# crazy question



## kbgamecock (Oct 28, 2009)

When I have been staying at Lakewood I have caught eels in the creek that seperates Lakewood and Pirateland and I was just wondering if anyone ever fishes with these things. I know they are a great striper bait in NC and up north but didnt know if anyone has ever fished from the surf with them in Myrtle. I dont catch many but every now and again I will hook one or see someone hook one and was just curious to see if it would be worth my time to try and take the nasty thing off the hook and use it to fish with or not.


----------



## plotalot (Apr 27, 2009)

Eels are the livebait of choice for cobia along the Florida panhandle during their Spring migration. The baitshops get them airfreighted in daily and sell them from $4-6 a piece.


----------



## ledweightII (Apr 4, 2008)

whatever hits it will be a fight on the line.


----------



## saltysurf (Nov 18, 2009)

kbgamecock said:


> When I have been staying at Lakewood I have caught eels in the creek that seperates Lakewood and Pirateland and I was just wondering if anyone ever fishes with these things. I know they are a great striper bait in NC and up north but didnt know if anyone has ever fished from the surf with them in Myrtle. I dont catch many but every now and again I will hook one or see someone hook one and was just curious to see if it would be worth my time to try and take the nasty thing off the hook and use it to fish with or not.

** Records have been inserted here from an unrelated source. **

PR #187, opened 2021-03-23
Update Program.cs

Rickyp:
Include the millisecond portion when printing the date

## Purpose

* The code was previously printing the DateTime of the enqueuedTime message system property without the millisecond portion, giving users the idea that iot hub was dropping the milliseconds somewhere before routing to the endpoint, which is not the case. The reason is because by default printing DateTime as is will not include the milliseconds as explained [here](https://docs.microsoft.com/en-us/dotnet/standard/base-types/how-to-display-milliseconds-in-date-and-time-values). This ensures that if printing a DateTime object, it will do it in the format required to include the millisecond portion.

```
[ ] Yes
[X ] No
```

## Pull Request Type

```
[ ] Bugfix
[ ] Feature
[x] Other... Please describe:
``` Addressing the confusion that iot hub is not dropping the milliseconds from the enqueuedTime system property.

## How to Test
*  Run the ReadD2cMessages project, iothub-enqueuedtime property should now also include the millisecond portion.

## Other Information
<!-- Add any other helpful information that may be needed here. -->

### DIFF
--- a/iot-hub/Quickstarts/ReadD2cMessages/Program.cs
+++ b/iot-hub/Quickstarts/ReadD2cMessages/Program.cs
@@ -100,13 +100,13 @@ namespace ReadD2cMessages
                     Console.WriteLine("\tApplication properties (set by device):");
                     foreach (KeyValuePair<string, object> prop in partitionEvent.Data.Properties)
                     {
-                        Console.WriteLine($"\t\t{prop.Key}: {prop.Value}");
+                        PrintProperties(prop);
                     }
 
                     Console.WriteLine("\tSystem properties (set by IoT Hub):");
                     foreach (KeyValuePair<string, object> prop in partitionEvent.Data.SystemProperties)
                     {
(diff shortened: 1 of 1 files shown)

### CODE REVIEW

File: iot-hub/Quickstarts/ReadD2cMessages/Program.cs [hunk 1]
```diff
@@ -116,5 +116,17 @@ await foreach (PartitionEvent partitionEvent in consumer.ReadEventsAsync(ct))
                 // error in this scenario.
             }
         }
+
+        private static void PrintProperties(KeyValuePair<string, object> prop) 
+        {
+            string propValue = prop.Value.ToString();
```
drwill-ms, line 122: Avoid converting the property to a string the first time when it is a DateTime.

```csharp
string propValue = prop.Value is DateTime
    ? ((DateTime)prop.Value).ToString("O") // using a built-in date format here that includes milliseconds
    : prop.Value.ToString();
```

drwill-ms (approved):

PR #1161, opened 2022-04-12
fix(pluginutils): fix path normalisation for createFilter

r0b1n:

This PR contains:

- [x] bugfix
- [ ] feature
- [ ] refactor
- [ ] documentation
- [ ] other

Are tests included?

- [ ] no

Breaking Changes?

- [x] no

Discovered in https://github.com/rollup/plugins/pull/1144

### Description

`createFilter` function is not normalizing paths correctly. Everything is expected to be converted to `/` while on windows it may not be the case as it depends on users input.

### DIFF
--- a/packages/pluginutils/src/createFilter.ts
+++ b/packages/pluginutils/src/createFilter.ts
@@ -9,7 +9,7 @@ import normalizePath from './normalizePath';
 
 function getMatcherString(id: string, resolutionBase: string | false | null | undefined) {
   if (resolutionBase === false || isAbsolute(id) || id.startsWith('*')) {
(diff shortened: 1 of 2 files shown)


packages/pluginutils/package.json
```diff
@@ -1,6 +1,6 @@
 {
   "name": "@rollup/pluginutils",
-  "version": "4.2.0",
+  "version": "4.3.0",
```
shellscape, line 3: please revert this change. our automatic publish process handles version bumps.

shellscape (changes requested):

And just what do you use to catch these eels I wouldnt mind trying to use one as bait?


----------



## kbgamecock (Oct 28, 2009)

I have caught them on pieces of shrimp trying to catch bait fish and crabs


----------



## BubbaHoTep (May 26, 2008)

saltysurf said:


> And just what do you use to catch these eels I wouldnt mind trying to use one as bait?


Those creeks are full of them, both there going into the ocean between the campgrounds and in the campground lakes themselves. They'll bite anything. Since I fish in those lakes for bream when we're down there, I usually catch them on worms or crickets.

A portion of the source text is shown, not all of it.